His hundreds of short stories, plays, novels and essays entertained
millions and continue to do so today.
His name was William Saroyan.
In celebrating the 90th
anniversary of Saroyan's birth, Dr. Dickran Kouymjian, Haig and Isabel
Berberian Professor of Armenian Studies at Fresno State and Stephen Barile,
president of the William Saroyan Society, organized the event called: Saroyan
at Ninety: A Conference and Celebration.
The desire to hold a conference
did not come solely from the occasion of Saroyan's 90th birthday as Dr.
Kouymjian pointed out. "The idea of celebrating Saroyan is linked
closely with the need to keep his image alive and up-to-date." Dr.
Kouymjian also had a very personal reason for organizing and hosting the
conference. "At the end of his life, those last years, he also entrusted
me with a good deal of responsibility, and I still feel that I have a mission
to carry out in the best way I can," Dr. Kouymjian said.
In organizing the international
weekend conference and celebration, coordinators invited several scholars,
professors and relatives of Saroyan, all of whom spoke of Saroyan not only
in terms of his literary accomplishments, but in terms of his personal
attributes as well.
William Saroyan, the world
renowned author, playwright and humanitarian, was born in Fresno on August
31, 1908, and grew up on the streets of old "Armenian Town." It was
Saroyan's colorful childhood that served as the basis for so many of his
best-loved writings.
Fresno State President,
Dr. John Welty, opened the conference by speaking of Saroyan as a man of
the world whose works have transcended space and time.
The morning session consisted
of two panels, the first of which was chaired by Stephen Barile, president
of the William Saroyan Society. Barile, of Fowler, Calif., has produced
and directed eight William Saroyan plays for stage and radio and is currently
working on a radio production of Saroyan's "The Cave Dwellers," set to
air in May, 1999.
Brenda Najimian-Magarity, a Fresno poet and English teacher at Madera
High School spoke of her experiences getting to know Saroyan in her presentation
titled, "Slow Drive, Sweet Saroyan." Magarity spoke of her journeys
throughout Fresno as Saroyan's driver, a task she performed for three years.
The next speaker of the
first session, Ed Hagopian, was born and raised in Whitinsville, Mass.
Hagopian, who studied at the Sorbonne and has worked with such actors as
Kirk Douglas, Burt Lancaster and Eddie Constantine, wrote a screenplay
with William Saroyan titled, "Merry-Go-Round-the-World" for Darryl Zanuck
in 1960. In his remembrance of Saroyan titled, "Saroyan in Grief,"
Hagopian shared many heartfelt stories of the years he spent with Saroyan
both in Paris and in the United States.
Chair of the second panel
was Dr. Dickran Kouymjian, who like many others, was first touched by Saroyan
through reading his stories in his high school classes in Chicago and in
Racine, Wis. Dr. Kouymjian was a close friend to William Saroyan,
part of the reason why he has chaired and organized several William Saroyan
conferences.
"Though I spoke at a celebration
for Saroyan's 90th birthday in Pasadena last December, I really didn't
think I would be able to once again organize a major event in Fresno.

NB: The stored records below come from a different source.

PR #1207, opened 2021-01-27
Increase temp user creation wait time to 20 seconds

shahzaibj:
15 seconds does not seem to always be enough and AAD doesn't recongize the user...increasing to 20 seconds

### DIFF
--- a/uiautomationutilities/src/main/java/com/microsoft/identity/client/ui/automation/rules/LoadLabUserTestRule.java
+++ b/uiautomationutilities/src/main/java/com/microsoft/identity/client/ui/automation/rules/LoadLabUserTestRule.java
@@ -35,6 +35,8 @@ import org.junit.rules.TestRule;
 import org.junit.runner.Description;
 import org.junit.runners.model.Statement;
 
+import java.util.concurrent.TimeUnit;
+
 /**
  * A Test Rule to load lab user for the provided query prior to executing the test case.
  */
@@ -42,7 +44,7 @@ public class LoadLabUserTestRule implements TestRule {
 
     private final static String TAG = LoadLabUserTestRule.class.getSimpleName();
 
-    public static final int TEMP_USER_WAIT_TIME = 15000;
+    public static final long TEMP_USER_WAIT_TIME = TimeUnit.SECONDS.toMillis(20);
 
     private LabUserQuery query;
     private String tempUserType;


uiautomationutilities/src/main/java/com/microsoft/identity/client/ui/automation/rules/LoadLabUserTestRule.java
```diff
@@ -35,14 +35,16 @@
...
+
 /**
  * A Test Rule to load lab user for the provided query prior to executing the test case.
  */
 public class LoadLabUserTestRule implements TestRule {
 
     private final static String TAG = LoadLabUserTestRule.class.getSimpleName();
 
-    public static final int TEMP_USER_WAIT_TIME = 15000;
+    public static final long TEMP_USER_WAIT_TIME = TimeUnit.SECONDS.toMillis(20);
```
AdamBJohnsonx, line 47: ... can we poll for it?

shahzaibj: We don't have a way to know if it got created....we basically make interactive acquire token request and AAD page will show error "User not found" that's the only way to know as far as I am aware...so basically what we can do is proceed with the test without waiting and see it fail and then retry (every test will run at least 30 seconds because that's minimum timeout for interactive requests)...so I think instead of doing that we are better off just baking the wait in here and then proceed with the test

AdamBJohnsonx: So asking for the tempUserInfo from the LabApi won't guarantee consistency?

shahzaibj: Nope. The LAB API just returns data from their own db or wherever they are storing it. LAB API returning info for a temp user doesn't ensure that AAD is also aware of the user

AdamBJohnsonx: And we can't directly query AAD for this.

AdamBJohnsonx (approved):

PR #1210, opened 2021-01-28
Throw complete throwable (instead of just message) to get complete stack trace during test failure

shahzaibj:
This was already done in most of the places but seem to have missed a few.

### DIFF
--- a/uiautomationutilities/src/main/java/com/microsoft/identity/client/ui/automation/broker/BrokerCompanyPortal.java
+++ b/uiautomationutilities/src/main/java/com/microsoft/identity/client/ui/automation/broker/BrokerCompanyPortal.java
@@ -273,7 +273,7 @@ public class BrokerCompanyPortal extends AbstractTestBroker implements ITestBrok
         try {
             pinField.setText(String.valueOf(randomPin));
         } catch (final UiObjectNotFoundException e) {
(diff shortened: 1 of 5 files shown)


AdamBJohnsonx (approved):

uiautomationutilities/src/main/java/com/microsoft/identity/client/ui/automation/broker/BrokerCompanyPortal.java
```diff
@@ -273,7 +273,7 @@ public void handleAppProtectionPolicy() {
         try {
```
iamgusain, line 273: Do we need to try-catch now, or can that be handled at the calling method.

shahzaibj: better to just do it here and fail the test right away if UI Element is not found

iamgusain: I think that's fine. 
nit: This comment was a general comment for other changes as well, in case we want to handle any kind of exception and not just the one that is being caught

iamgusain (approved):

PR #1212, opened 2021-01-29
Increase http socket timeout for create temp user api to 15 seconds

shahzaibj:
The default ok http timeout is 10 seconds....increasing to 15 seconds for create temp user api because we're having some test failures with http timeout. Had a chat with Gladwin and his data says that on average temp user api calls are taking about 7 seconds but in some cases can go up to about 14 seconds...that's probably why we are seeing occasional failures with Socket Timeout as the default is 10 seconds...LAB Team will work on making the API more performant....but for now we are going to increase the timeout to 15 seconds

### DIFF
--- a/testutils/src/main/java/com/microsoft/identity/internal/testutils/labutils/LabUserHelper.java
+++ b/testutils/src/main/java/com/microsoft/identity/internal/testutils/labutils/LabUserHelper.java
@@ -229,7 +229,6 @@ public class LabUserHelper {
     public static String loadTempUser(final String userType) {
         instance.setupApiClientWithAccessToken();
         CreateTempUserApi createTempUserApi = new CreateTempUserApi();
-        createTempUserApi.getApiClient().setConnectTimeout((int) TimeUnit.SECONDS.toMillis(15));
         createTempUserApi.getApiClient().setReadTimeout((int) TimeUnit.SECONDS.toMillis(15));
 
         TempUser tempUser;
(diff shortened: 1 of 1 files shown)


testutils/src/main/java/com/microsoft/identity/internal/testutils/labutils/LabUserHelper.java
```diff
@@ -228,6 +229,8 @@ public static String loadUserForTest(LabUserQuery query) {
     public static String loadTempUser(final String userType) {
         instance.setupApiClientWithAccessToken();
         CreateTempUserApi createTempUserApi = new CreateTempUserApi();
+        createTempUserApi.getApiClient().setConnectTimeout((int) TimeUnit.SECONDS.toMillis(15));
+        createTempUserApi.getApiClient().setReadTimeout((int) TimeUnit.SECONDS.toMillis(15));
```
AdamBJohnsonx, line 233: Can we make the value a CONSTANT?  Also, do we want a 15 *second* connect timeout?  That's a little absurd for things running in the same network.

shahzaibj: yes I can make it a constant.....and yes let me remove it for connect and just do it for read

shahzaibj: Addressed

AdamBJohnsonx (approved):

PR #1213, opened 2021-02-02
Log key thumbprints less often

AdamBJohnsonx:
We are currently attempting to track changes in the encryption key used by MSAL, since changes in that
key will cause failures when reading that are difficult to detect that may be due to other problems.  To isolate
this, we were logging a hashed, fixed-value encryption every time we wrote an entry.

This was noisy for one of our customers, so we went to turn it down, and looking at the logs it wasn't working properly, because the cipher was being run in CBC mode, meaning that every value was different.  

This code corrects that flaw and only logs if it detects that there has been a change in the key.

### DIFF
--- a/common/src/androidTest/java/com/microsoft/identity/common/adal/internal/cache/StorageHelperTests.java
+++ b/common/src/androidTest/java/com/microsoft/identity/common/adal/internal/cache/StorageHelperTests.java
@@ -36,6 +36,7 @@ import com.microsoft.identity.common.adal.internal.AndroidTestHelper;
 import com.microsoft.identity.common.adal.internal.AuthenticationConstants;
 import com.microsoft.identity.common.adal.internal.AuthenticationSettings;
 
+import org.junit.Assert;
 import org.junit.Before;
 import org.junit.Test;
 import org.junit.runner.RunWith;
@@ -185,6 +186,31 @@ public class StorageHelperTests extends AndroidSecretKeyEnabledHelper {
         assertEquals("Same as initial text", decrypted, decrypted3);
         Log.d(TAG, "Finished testEncryptSameText");
     }
+
+    @Test
+    public void testKeyThumbprint() throws GeneralSecurityException, IOException {
+        Context context = getInstrumentation().getTargetContext();
+        final StorageHelper storageHelper = new StorageHelper(context);
+        for (int i = 0; i < 1000; i++) {
+            Assert.assertEquals(storageHelper.testThumbprint(), storageHelper.testThumbprint());
+        }
+    }
+
+    @Test
+    public void testKeyChange() throws GeneralSecurityException, IOException {
+        Context context = getInstrumentation().getTargetContext();
+        final StorageHelper storageHelper = new StorageHelper(context);
+        Assert.assertFalse(storageHelper.testKeyChange());
+        for (int i = 0; i < 500; i++) {
+            Assert.assertFalse(storageHelper.testKeyChange());
+        }
+        StorageHelper.LAST_KNOWN_THUMBPRINT.set("");
+        Assert.assertTrue(storageHelper.testKeyChange());
+        for (int i = 0; i < 500; i++) {
+            Assert.assertFalse(storageHelper.testKeyChange());
+        }
+    }
+
 
     @Test
     public void testTampering() throws GeneralSecurityException, IOException {
--- a/common/src/androidTest/java/com/microsoft/identity/common/adal/internal/cache/StorageHelperTests.java
+++ b/common/src/androidTest/java/com/microsoft/identity/common/adal/internal/cache/StorageHelperTests.java
@@ -191,9 +191,7 @@ public class StorageHelperTests extends AndroidSecretKeyEnabledHelper {
     public void testKeyThumbprint() throws GeneralSecurityException, IOException {
         Context context = getInstrumentation().getTargetContext();
         final StorageHelper storageHelper = new StorageHelper(context);
-        for (int i = 0; i < 1000; i++) {
-            Assert.assertEquals(storageHelper.testThumbprint(), storageHelper.testThumbprint());
-        }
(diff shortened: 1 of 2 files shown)


common/src/main/java/com/microsoft/identity/common/adal/internal/cache/StorageHelper.java
```diff
@@ -510,6 +534,18 @@ private String decryptWithSecretKey(@NonNull final byte[] bytes,
         return decrypted;
     }
 
+    private boolean logIfKeyHasChanged(@NonNull SecretKey secretKey, SecretKey hmacKey) throws NoSuchAlgorithmException, NoSuchPaddingException, InvalidKeyException, BadPaddingException, IllegalBlockSizeException {
+        final String keyThumbPrint = getKeyThumbPrint(secretKey, hmacKey);
+        if (!LAST_KNOWN_THUMBPRINT.get().equals(keyThumbPrint)) {
+            LAST_KNOWN_THUMBPRINT.set(keyThumbPrint);
+            if(!FIRST_TIME.compareAndSet(false, true)) {
+                Logger.info(TAG + ":decryptWithSecretKey", "Using key with thumbprint that has changed " + keyThumbPrint);
```
AdamBJohnsonx, line 542:
```suggestion
                Logger.info(TAG + ":logIfKeyHasChanged", "Using key with thumbprint that has changed " + keyThumbPrint);
```

iambmelt:
Can we add a PR description to this? Don't have context for this work

common/src/androidTest/java/com/microsoft/identity/common/adal/internal/cache/StorageHelperTests.java
```diff
@@ -186,6 +187,31 @@ public void testEncryptSameText() throws GeneralSecurityException, IOException {
         Log.d(TAG, "Finished testEncryptSameText");
     }
 
+    @Test
+    public void testKeyThumbprint() throws GeneralSecurityException, IOException {
+        Context context = getInstrumentation().getTargetContext();
+        final StorageHelper storageHelper = new StorageHelper(context);
+        for (int i = 0; i < 1000; i++) {
+            Assert.assertEquals(storageHelper.testThumbprint(), storageHelper.testThumbprint());
```
tanmaymanolkar1, line 195: would it be better if we checked with here LAST_KNOWN_THUMBPRINT, instead of 2 function calls?

tanmaymanolkar1 (approved):

common/src/androidTest/java/com/microsoft/identity/common/adal/internal/cache/StorageHelperTests.java
AdamBJohnsonx: It shouldn't change.  I don't really need the loop, even.

common/src/androidTest/java/com/microsoft/identity/common/adal/internal/cache/StorageHelperTests.java
```diff
@@ -186,6 +187,31 @@ public void testEncryptSameText() throws GeneralSecurityException, IOException {
         Log.d(TAG, "Finished testEncryptSameText");
     }
 
+    @Test
+    public void testKeyThumbprint() throws GeneralSecurityException, IOException {
+        Context context = getInstrumentation().getTargetContext();
+        final StorageHelper storageHelper = new StorageHelper(context);
+        for (int i = 0; i < 1000; i++) {
```
AdamBJohnsonx, line 194:
```suggestion
```

common/src/androidTest/java/com/microsoft/identity/common/adal/internal/cache/StorageHelperTests.java
```diff
@@ -186,6 +187,31 @@ public void testEncryptSameText() throws GeneralSecurityException, IOException {
...
+            Assert.assertEquals(storageHelper.testThumbprint(), storageHelper.testThumbprint());
+        }
```
AdamBJohnsonx, line 196:
```suggestion
```

common/src/androidTest/java/com/microsoft/identity/common/adal/internal/cache/StorageHelperTests.java
AdamBJohnsonx, line 195:
```suggestion
        Assert.assertEquals(storageHelper.testThumbprint(), storageHelper.testThumbprint());
```

common/src/androidTest/java/com/microsoft/identity/common/adal/internal/cache/StorageHelperTests.java
tanmaymanolkar1: okay this then resolves my comment thanks :)

common/src/androidTest/java/com/microsoft/identity/common/adal/internal/cache/StorageHelperTests.java
tanmaymanolkar1: yeah I asked because of the looping

AdamBJohnsonx: testThumbprint doesn't actually mess with that.

> Can we add a PR description to this? Don't have context for this work

done.  I put you on this mainly because it's messing very lightly with encryption algorithms, and though there doesn't seem to be a better way to do this given the java SecretKey api, you might know one.

AdamBJohnsonx:
> Can we add a PR description to this? Don't have context for this work

done. I put you on this mainly because it's messing very lightly with encryption algorithms, and though there doesn't seem to be a better way to do this given the java SecretKey api, you might know one.  (or know that .equals always works for SecretKey)

iambmelt (approved):
LGTM thanks @AdamBJohnsonx

PR #1214, opened 2021-02-02
Generate and use a persistent device id for telemetry

iambmelt:
Impetus:
- https://github.com/AzureAD/microsoft-authentication-library-for-android/issues/1050
- https://identitydivision.visualstudio.com/Engineering/_workitems/edit/1282149

Summary of changes:
- Rather than rely on `Settings.Secure.ANDROID_ID`, generate a random GUID that persists for the life of the install and use that value

### DIFF
--- a/common/src/main/java/com/microsoft/identity/common/internal/telemetry/TelemetryContext.java
+++ b/common/src/main/java/com/microsoft/identity/common/internal/telemetry/TelemetryContext.java
@@ -26,16 +26,12 @@ import android.content.Context;
 import android.content.pm.PackageInfo;
 import android.content.pm.PackageManager;
 import android.os.Build;
-import android.provider.Settings;
 
 import androidx.annotation.NonNull;
 
 import com.microsoft.identity.common.WarningType;
-import com.microsoft.identity.common.adal.internal.util.StringExtensions;
 import com.microsoft.identity.common.internal.logging.Logger;
 
-import java.io.UnsupportedEncodingException;
-import java.security.NoSuchAlgorithmException;
 import java.util.TimeZone;
 import java.util.concurrent.ConcurrentHashMap;
 
@@ -51,8 +47,12 @@ import static com.microsoft.identity.common.internal.telemetry.TelemetryEventStr
 public class TelemetryContext extends Properties {
     private static final String TAG = TelemetryContext.class.getSimpleName();
 
-    TelemetryContext(final ConcurrentHashMap<String, String> delegate) {
+    private TelemetryPropertiesCache mTelemetryPropsCache;
+
+    private TelemetryContext(final ConcurrentHashMap<String, String> delegate,
+                             @NonNull final Context context) {
         super(delegate);
+        mTelemetryPropsCache = new TelemetryPropertiesCache(context);
     }
 
     /**
@@ -60,8 +60,11 @@ public class TelemetryContext extends Properties {
      * Context}. The {@link Telemetry} client can be called from anywhere, so the returned instances
      * is thread safe.
      */
-    static synchronized TelemetryContext create(final Context context) {
-        final TelemetryContext telemetryContext = new TelemetryContext(new ConcurrentHashMap<String, String>());
+    static synchronized TelemetryContext create(@NonNull final Context context) {
+        final TelemetryContext telemetryContext = new TelemetryContext(
+                new ConcurrentHashMap<String, String>(),
+                context
+        );
         telemetryContext.addApplicationInfo(context);
         telemetryContext.addDeviceInfo(context);
         telemetryContext.addOsInfo();
@@ -92,19 +95,7 @@ public class TelemetryContext extends Properties {
         put(Device.MANUFACTURER, Build.MANUFACTURER);
         put(Device.MODEL, Build.MODEL);
         put(Device.NAME, Build.DEVICE);
-        try {
-            put(
-                    Device.ID,
-                    StringExtensions.createHash(
-                            Settings.Secure.getString(
-                                    context.getContentResolver(),
-                                    Settings.Secure.ANDROID_ID
-                            )
-                    )
-            );
-        } catch (final NoSuchAlgorithmException | UnsupportedEncodingException exception) {
-            Logger.warn(TAG, "Unable to get the device id.");
-        }
+        put(Device.ID, mTelemetryPropsCache.getOrCreateRandomStableDeviceId());
     }
 
     void addOsInfo() {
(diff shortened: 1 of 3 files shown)


common/src/main/java/com/microsoft/identity/common/internal/telemetry/TelemetryPropertiesCache.java
```diff
@@ -0,0 +1,74 @@
...
+ * Tracks properties used in telemetry.
+ */
+class TelemetryPropertiesCache {
+
+    private static final String SHARED_PREFS_NAME = "com.microsoft.common.telemetry-properties";
+
+    /**
+     * Cached properties.
+     */
+    private static class Properties {
```
AdamBJohnsonx, line 44: Do we need this extra class?

common/src/main/java/com/microsoft/identity/common/internal/telemetry/TelemetryPropertiesCache.java
```diff
@@ -0,0 +1,74 @@
...
+        mSharedPrefs = new SharedPreferencesFileManager(context, SHARED_PREFS_NAME);
+    }
+
+    /**
+     * Gets or creates the stable device id for this installation.
+     *
+     * @return The String ID used to refer to this device.
+     */
+    synchronized String getOrCreateRandomStableDeviceId() {
+        String deviceId = mSharedPrefs.getString(Properties.DEVICE_ID_GUID);
```
AdamBJohnsonx, line 64: Is this truly per install, or per-install-per-app?

common/src/main/java/com/microsoft/identity/common/internal/telemetry/TelemetryPropertiesCache.java
```diff
@@ -0,0 +1,74 @@
...
+
+    /**
+     * Cached properties.
+     */
+    private static class Properties {
+
+        /**
+         * The randomly generated identifier for this device.
+         */
+        static final String DEVICE_ID_GUID = "device_id_guid";
```
AdamBJohnsonx, line 49: Why not private?

common/src/main/java/com/microsoft/identity/common/internal/telemetry/TelemetryContext.java
```diff
@@ -92,19 +95,7 @@ void addDeviceInfo(@NonNull final Context context) {
...
-                            Settings.Secure.getString(
-                                    context.getContentResolver(),
-                                    Settings.Secure.ANDROID_ID
-                            )
-                    )
-            );
-        } catch (final NoSuchAlgorithmException | UnsupportedEncodingException exception) {
-            Logger.warn(TAG, "Unable to get the device id.");
-        }
+        put(Device.ID, mTelemetryPropsCache.getOrCreateRandomStableDeviceId());
```
AdamBJohnsonx, line 98: Why not the ad-id?

AdamBJohnsonx (commented):
Some questions.

tanmaymanolkar1 (commented):
Same question as @AdamBJohnsonx mentioned about Ad-id, and I am guessing since context is passed to create a sharedpref object, it would be specific to the app, we would have one constant id per-install-per-app.

common/src/main/java/com/microsoft/identity/common/internal/telemetry/TelemetryContext.java
iambmelt: Ad-ID is just a GUID, not sure why we would add a library dependency on Play Services for this...
https://developers.google.com/android/reference/com/google/android/gms/ads/identifier/AdvertisingIdClient

common/src/main/java/com/microsoft/identity/common/internal/telemetry/TelemetryPropertiesCache.java
iambmelt: Per-install-per-app. Will get generated once and reused until SharedPrefs are cleared

common/src/main/java/com/microsoft/identity/common/internal/telemetry/TelemetryPropertiesCache.java
iambmelt: Just lazy, can fix :D

common/src/main/java/com/microsoft/identity/common/internal/telemetry/TelemetryPropertiesCache.java
iambmelt: By no means required, I'd added thinking if we add lots of properties to this class over time this could be an easy way to organize what the properties are... no strong feelings about this, though

common/src/main/java/com/microsoft/identity/common/internal/telemetry/TelemetryContext.java
AdamBJohnsonx: You get two things out of it.  The ad-id is actually per-device, and it is resettable by the user.  If the concern is privacy, then that's better than the per-install flag.

AdamBJohnsonx: This is in support of a public telemetry API.  I think that an application bound GUID is the right approach, but we should be VERY EXPLICIT about it in the documentation so that people aren't confused.

iambmelt: Synced offline, will use a generated GUID

AdamBJohnsonx (approved):
Since we might one-day publish the device id in question to a consuming application, not using ad-id is the right thing to do, since that app might not know what the constraints on handling that value would be and we'd have to change it this way then.  Just do it now.  My minor comments about not having redundant class definitions in the dex are a suggestion.

common/src/main/java/com/microsoft/identity/common/internal/telemetry/TelemetryPropertiesCache.java
iambmelt: de36efe259f1a4ee4d54d5226d384ad8dc9868fa

common/src/main/java/com/microsoft/identity/common/internal/telemetry/TelemetryPropertiesCache.java
iambmelt: Using a region instead: c147f3e8cb256192175951205efaad64a156a4f6

PR #1215, opened 2021-02-02
Fix InteractiveRequest Bound Service backcompat

rpdome:
**Issue**
In older, pre-ContentProvider, version of broker. We're not sending `class name` and `activity name` as part of the Interactive  Request Bundle (this [pr](https://github.com/AzureAD/ad-accounts-for-android/pull/1298), line 255).

In 2.0.4, we regressed this - MSAL 2.0.4+ will throw an error since those name can't be found anywhere in the bundle.

(Pre 2.0.4, we have separate strategies for ContentProvider and BoundService, and BoundService Strategy actually handles this - so this is a new issue.)

**Fix**
In MicrosoftAuthClient (used by Bound Service IPC Strategy in MSAL), extracts class and activity name and put those in bundle if not null.

**Test**
1. Commented out ContentProviderStrategy (so that MSAL uses Bound Service)
2. Remove BROKER_PACKAGE_NAME and BROKER_ACTIVITY_NAME from getBundleForInteractiveRequest on the broker side, and see if AcquireToken flow can be launched properly in MSAL.

### DIFF
--- a/common/src/main/java/com/microsoft/identity/common/internal/broker/MicrosoftAuthClient.java
+++ b/common/src/main/java/com/microsoft/identity/common/internal/broker/MicrosoftAuthClient.java
@@ -89,11 +89,11 @@ public class MicrosoftAuthClient extends BoundServiceClient<IMicrosoftAuthServic
                 final Bundle bundle = intent.getExtras();
 
                 //older brokers (pre-ContentProvider) are ONLY sending these values in the intent itself.
-                final String packageName = intent.getPackage();
-                final String className = intent.getComponent().getClassName();
-                if (!TextUtils.isEmpty(packageName) && !TextUtils.isEmpty(className)){
-                    bundle.putString(BROKER_PACKAGE_NAME, packageName);
-                    bundle.putString(BROKER_ACTIVITY_NAME, className);
+                if (intent.getComponent() != null &&
+                        !TextUtils.isEmpty(intent.getPackage()) &&
+                        !TextUtils.isEmpty(intent.getComponent().getClassName())){
+                    bundle.putString(BROKER_PACKAGE_NAME, intent.getPackage());
+                    bundle.putString(BROKER_ACTIVITY_NAME, intent.getComponent().getClassName());
                 }
 
                 return bundle;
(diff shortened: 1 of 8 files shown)


common/src/main/java/com/microsoft/identity/common/internal/broker/MicrosoftAuthClient.java
```diff
@@ -83,7 +86,17 @@ public MicrosoftAuthClient(@NonNull final Context context,
 
             case MSAL_GET_INTENT_FOR_INTERACTIVE_REQUEST:
                 final Intent intent = microsoftAuthService.getIntentForInteractiveRequest();
-                return intent.getExtras();
+                final Bundle bundle = intent.getExtras();
```
iamgusain, line 89: Should we add UT for this change?

common/src/main/java/com/microsoft/identity/common/internal/broker/MicrosoftAuthClient.java
```diff
@@ -83,7 +86,17 @@ public MicrosoftAuthClient(@NonNull final Context context,
...
+
+                //older brokers (pre-ContentProvider) are ONLY sending these values in the intent itself.
+                final String packageName = intent.getPackage();
+                final String className = intent.getComponent().getClassName();
+                if (!TextUtils.isEmpty(packageName) && !TextUtils.isEmpty(className)){
+                    bundle.putString(BROKER_PACKAGE_NAME, packageName);
+                    bundle.putString(BROKER_ACTIVITY_NAME, className);
+                }
```
iamgusain, line 97: do we expect the else case to hit ever; if so should we log something to help in debugging?

rpdome: The else case happens when MSAL talks to the post-ContentProvider (newer) broker. In such case, everything is already packed inside the bundle.

common/src/main/java/com/microsoft/identity/common/internal/broker/MicrosoftAuthClient.java
rpdome: We could.

shahzaibj (approved):

iambmelt (approved):

iamgusain (approved):

tanmaymanolkar1 (approved):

But thanks to the insistence of Stephen Barile I agreed. No one I
invited turned me down. People love Saroyan," Dr. Kouymjian said.
The first speaker of the
second panel was Aram Kevorkian, a writer and attorney from Paris who met
Saroyan in 1961 and became his lawyer. In his contribution titled,
"Saroyan and Paris," he spoke of Saroyan at a time when he was broke and
saddened by a failed marriage and a career that had drifted out of the
spotlight. Saroyan eventually pulled himself out of this state of
dejection and completed some of his best work.
"Saroyan in Love: Marriage
and Divorce," was the title of the next memoir, given by Roxie Moradian,
a lifelong resident of Fresno and the Valley. Moradian shared her
experiences in entertaining Saroyan in her home with her husband Frank.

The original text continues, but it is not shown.